*.[cluster-name].openshift.com
OpenShift Dedicated uses a software-defined networking (SDN) approach to provide a unified cluster network that enables communication between pods across the cluster. This pod network is established and maintained by the OpenShift SDN, which configures an overlay network using Open vSwitch (OVS).
By default, OpenShift Dedicated uses the ovs-networkpolicy plug-in, which allows
project administrators to configure their own isolation policies using
NetworkPolicy objects. These policies can be fully managed by project owners and
dedicated-admin
users to add network-level isolation for the projects.
Additionally, some OpenShift Dedicated clusters also support the ovs-multitenant plug-in, which provides project-level isolation for pods and services. Each project receives a unique Virtual Network ID (VNID) that identifies traffic from pods assigned to the project.
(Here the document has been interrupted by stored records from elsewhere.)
PR #4857, opened 2026-04-27
fix(create): built package path separators

### LINKED ISSUE #3275: Zarf package output file path separators
### Environment
Device and OS: Linux and Windows
App version: v0.43.0
Other: N/A

### Steps to reproduce

1. Build Zarf package on a Linux machine.
2. Build Zarf package on a Windows machine.
3. Compare zarf.yaml in the two different Zarf packages.

### Expected result

I expect the content apart from the build field to be identical.

### Actual Result

File paths in the zarf.yaml differ due to different file separators. These should be the same.

N/A

### Severity/Priority

Low

### Additional Context

This does not have any functional impact on Zarf as we currently normalize the separators in runtime,

brandtkeller:
## Description

I bumped this issue in priority after realizing the implications. 

Built Zarf packages should be byte-identical across operating systems, but filepath.Join was producing OS-native separators in path strings that get serialized into the published zarf package.

This really only impacts import/skeletons and how paths are resolved to my knowledge. Worth doing now as a pattern before we introduce any new import/component behaviors. 

This statically defines checksums in testing which can be a burden during development when the package shape changes but a worthwhile tradeoff for reproducibility. 

## Related Issue

Fixes #3275 

Relates to #

## Checklist before merging

### DIFF
--- a/src/test/testutil/paths.go
+++ b/src/test/testutil/paths.go
@@ -1,0 +1,82 @@
+// SPDX-License-Identifier: Apache-2.0
+// SPDX-FileCopyrightText: 2021-Present The Zarf Authors
+
+package testutil
+
+import (
+	"crypto/sha256"
+	"encoding/hex"
+	"strconv"
+	"strings"
+	"testing"
+
+	goyaml "github.com/goccy/go-yaml"
+	"github.com/stretchr/testify/require"
+	"github.com/zarf-dev/zarf/src/api/v1alpha1"
+)
+
+// ChecksumZarfYAMLContent returns sha256(marshal(pkg)) with pkg.Build zeroed.
+// Build carries intrinsically non-reproducible values (timestamp, user,
+// hostname, CLI version) so it is excluded; the result pins everything else
+// and must be stable across build hosts.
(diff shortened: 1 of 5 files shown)


src/test/testutil/paths.go
```diff
@@ -0,0 +1,82 @@
...
+				check(prefix+".manifests["+strconv.Itoa(mi)+"].files["+strconv.Itoa(fi)+"]", f)
+			}
+			for ki, k := range m.Kustomizations {
+				check(prefix+".manifests["+strconv.Itoa(mi)+"].kustomizations["+strconv.Itoa(ki)+"]", k)
+			}
+		}
+		for di, d := range comp.DataInjections {
+			check(prefix+".dataInjections["+strconv.Itoa(di)+"].source", d.Source)
+		}
+		actionsByName := map[string][]v1alpha1.ZarfComponentAction{
```
AustinAbro321, line 67: I wasn't sure if this would cause a bug since windows users still use these paths, but it looks like windows is okay with a forward slash as a separator

AustinAbro321 (approved):
LGTM

PR #4862, opened 2026-04-30
ci: speed up windows tests

AustinAbro321:
## Description

It's common for windows unit tests to take 40+ minutes https://github.com/zarf-dev/zarf/actions/runs/25177060585/job/73811938191. Often 20+ minutes waiting on the post-setup step, I believe because of the cache. I'm hoping this will speed it up. 

From this PR, unit tests took 11 minutes, and there was no 20 minute shutdown time. If we move to a vendor system this will get even faster

## Checklist before merging


brandtkeller (approved):
Changes look correct and appropriate. There were some matching issues regarding similar problems reported upstream but I believe this is more nuanced and sufficient for our workflows. lgtm.

PR #4865, opened 2026-05-01
experimental: v1beta1 init package example

AustinAbro321:
## Description

This adds in a draft of what the v1beta1 package would look like given the proposal https://github.com/zarf-dev/proposals/pull/52 and with values instead of variables. This is not meant to merged, but to help evaluate the proposal. 

Some notes: 
- This has convinced me that each componentConfig should be able to define its own values schema, otherwise if the schema only lives in the root chart, then skeleton packages won't inherit it. 
- Skeleton or remote component don't have images so users have to define images themselves. 

## Checklist before merging


AustinAbro321:
We've made the decision for v1beta1 that this helped foster. Closing it out!

AustinAbro321:
Reopenign this so we can use it to evaluate https://github.com/zarf-dev/proposals/pull/64

PR #4866, opened 2026-05-01
fix(variables): file variable substitution alignment

### LINKED ISSUE #4863: ZARF_VAR template as sole entry under an empty mapping block fails on deploy but renders correctly in zarf dev inspect manifests
### Environment
Device and OS: macos
App version: Zarf 0.75.0
Kubernetes distro being used: v1.34.4+k3s1
Other: N/A

### Steps to reproduce
1. Create the following `zarf.yaml`
```yaml
kind: ZarfPackageConfig
metadata:
  name: test
  version: test
variables:
  - name: FOO
    default: |
      foo: bar
components:
  - name: test
    required: true
    manifests:
      - name: test
        files:
          - configmap.yaml
```
2. Create the following `configmap.yaml`
```yaml
apiVersion: v1
kind: ConfigMap
metadata:
  name: test
data:
  #app: test # <-- if you uncomment this, it will work
  ###ZARF_VAR_FOO###
```
3. Run `zarf package create . --confirm`
4. Run `zarf package deploy zarf-package-test-*.tar.zst --confirm`

### Expected result

The ConfigMap deploys successfully with `data.foo: bar`, consistent with what `zarf dev inspect manifests` renders.

### Actual Result

Deployment fails with an error similar to:

```
error=failed to create typed patch object (default/test; /v1, Kind=ConfigMap): .foo: field not declared in schema
```

`zarf dev inspect manifests` shows the manifest rendering correctly before deploy. The error only surfaces during `zarf package deploy`.

Image

*Workaround:* Adding any sibling field alongside `###ZARF_VAR_FOO###` under `data:` resolves the issue. The bug is isolated to the case where a mapping block contains only a `ZARF_VAR` template and no other keys.

Image

### Severity/Priority

Has a workaround, but creates a misleading inconsistency between zarf dev inspect manifests output and actual deploy behavior.

### Additional Context

- Reproduces with `autoIndent: true` and `autoIndent: false`
- Reproduces across multiple mapping fields — confirmed with `data:`, `annotations:`, and `labels:` blocks
- The variable renders correctly when inspected, suggesting the issue lies in how the templated YAML is handled during the typed patch apply step rather than during template rendering itself

brandtkeller:
## Description

The bug highlights an issue regarding the lifecycle of variable replacement. Inspect performs replacement instead of relying upon the helm wrapper postrender logic. There was a change in upstream postrender/kyaml workflows that strippedi indentation based on an empty field as a result of the content of the original resource only have "comments". 

This would propose templating files before the helm wrapper logic and reverses the order of operations such that variable replacement happens before go templating - the order used consistently for templating operations. 

Need to consider any edge cases or permutations of components that may be impacted by this change in sequence.

## Related Issue

Fixes #4863

## Checklist before merging


.github/workflows/scan-lint.yml
```diff
@@ -14,3 +14,5 @@ jobs:
         uses: actions/checkout@de0fac2e4500dabe0009e67214ff5f5447ce83dd # v6.0.2
       - name: Run golangci-lint
         uses: golangci/golangci-lint-action@1e7e51e771db61008b38414a730f564565cf7c20 # v9.2.0
+        with:
+          version: v2.12.0
```
brandtkeller, line 18: I had an inconsistency between local version and CI - added versioning pin here given current work to standardize.

AustinAbro321 (approved):

PR #4867, opened 2026-05-01
feat(values): package inspect values feature support

### LINKED ISSUE #4222: Add values and templating support for package remove actions and inspect

brandtkeller:
## Description

Adds support for `zarf package inspect manifests|values-files`  values templating.

Note: this does not include imports or skeletons as of yet - that will be covered by #4427 

This also includes a minor fix for detectign built packages passed to commands that expect a definition path. `zarf dev inspect <tarball>` gives confusing output. 

## Related Issue

Fixes #4222

## Checklist before merging


src/cmd/cmd.go
```diff
@@ -6,19 +6,33 @@ package cmd
...
 )
 
-// setBaseDirectory sets the base directory. This is a directory with a zarf.yaml.
-func setBaseDirectory(args []string) string {
+// setBaseDirectory returns the path to a package definition (a directory containing zarf.yaml,
+// or a path to a definition file). args[0] is used if provided, otherwise ".".
+//
+// Built-package artifacts (.tar.zst, .tar, .part000*) are rejected with a redirect to the
+// `zarf package` subcommands — passing a built package to a definition-side command would
+// otherwise feed a binary blob to the YAML parser.
```
AustinAbro321: Just my personal opinion, but I think comments this verbose are not valuable especially on private short functions. I've started instructed my AI tooling to have brief comments that avoid repeating the implementation details.

src/cmd/package.go
```diff
@@ -330,8 +332,12 @@ func (o *packageDeployOptions) run(cmd *cobra.Command, args []string) (err error
...
 		strings.ToUpper,
 	)
-	// Merge values
-	maps.Copy(o.setValues, v.GetStringMapString(VPkgDeploySetValues))
+	// Merge values; CLI --set-values overrides viper config, matching --set-variables.
+	o.setValues = helpers.TransformAndMergeMap(
+		v.GetStringMapString(VPkgDeploySetValues),
+		o.setValues,
+		func(s string) string { return s },
+	)
```
AustinAbro321: Maps.copy was using the wrong precedence, but I would rather avoid using `helpers.TransformAndMergeMap` when we aren't doing a transform. Could we introduce a function in src/cmd/common.go `mergeMap()`

src/pkg/packager/inspect.go
```diff
@@ -59,11 +62,30 @@ func InspectPackageResources(ctx context.Context, pkgLayout *layout.PackageLayou
...
+	valuesPath := filepath.Join(pkgLayout.DirPath(), layout.ValuesYAML)
+	vals, err := value.ParseLocalFile(ctx, valuesPath)
+	if err != nil {
+		return nil, err
+	}
+	vals.DeepMerge(opts.Values)
+
+	if pkgLayout.Pkg.Values.Schema != "" {
+		schemaPath := filepath.Join(pkgLayout.DirPath(), layout.ValuesSchema)
+		if err := vals.Validate(ctx, schemaPath, value.ValidateOptions{SkipRequired: true}); err != nil {
```
AustinAbro321, line 84: Want to call out that we don't do validation in the `dev inspect manifests|values-files` path. Up to you whether to solve that in this PR or a separate PR

AustinAbro321 (changes requested):
Overall looks good, minor suggestions

src/pkg/packager/inspect.go
brandtkeller: There is certainly a gap here. The schema IS validated against the package values files declared but not against any additional inputs from CLI/Viper which does feel like a gap.  I'll add the same validation as I believe inspect should be surfacing any errors.

src/cmd/cmd.go
brandtkeller: Fair point.

src/cmd/package.go
brandtkeller: That seems reasonable to me.

AustinAbro321 (approved):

By default, pods from different projects cannot send packets to or receive packets from pods and services of a different project. However, the cluster administrator can join projects and later isolate them using admin commands. For more information on pod network management, see Managing Networking.
Security groups are provided by the cloud provider. They provide security at the protocol and port access level. Each security group works similar to a firewall and has a set of rules that filter traffic coming into and out of a node.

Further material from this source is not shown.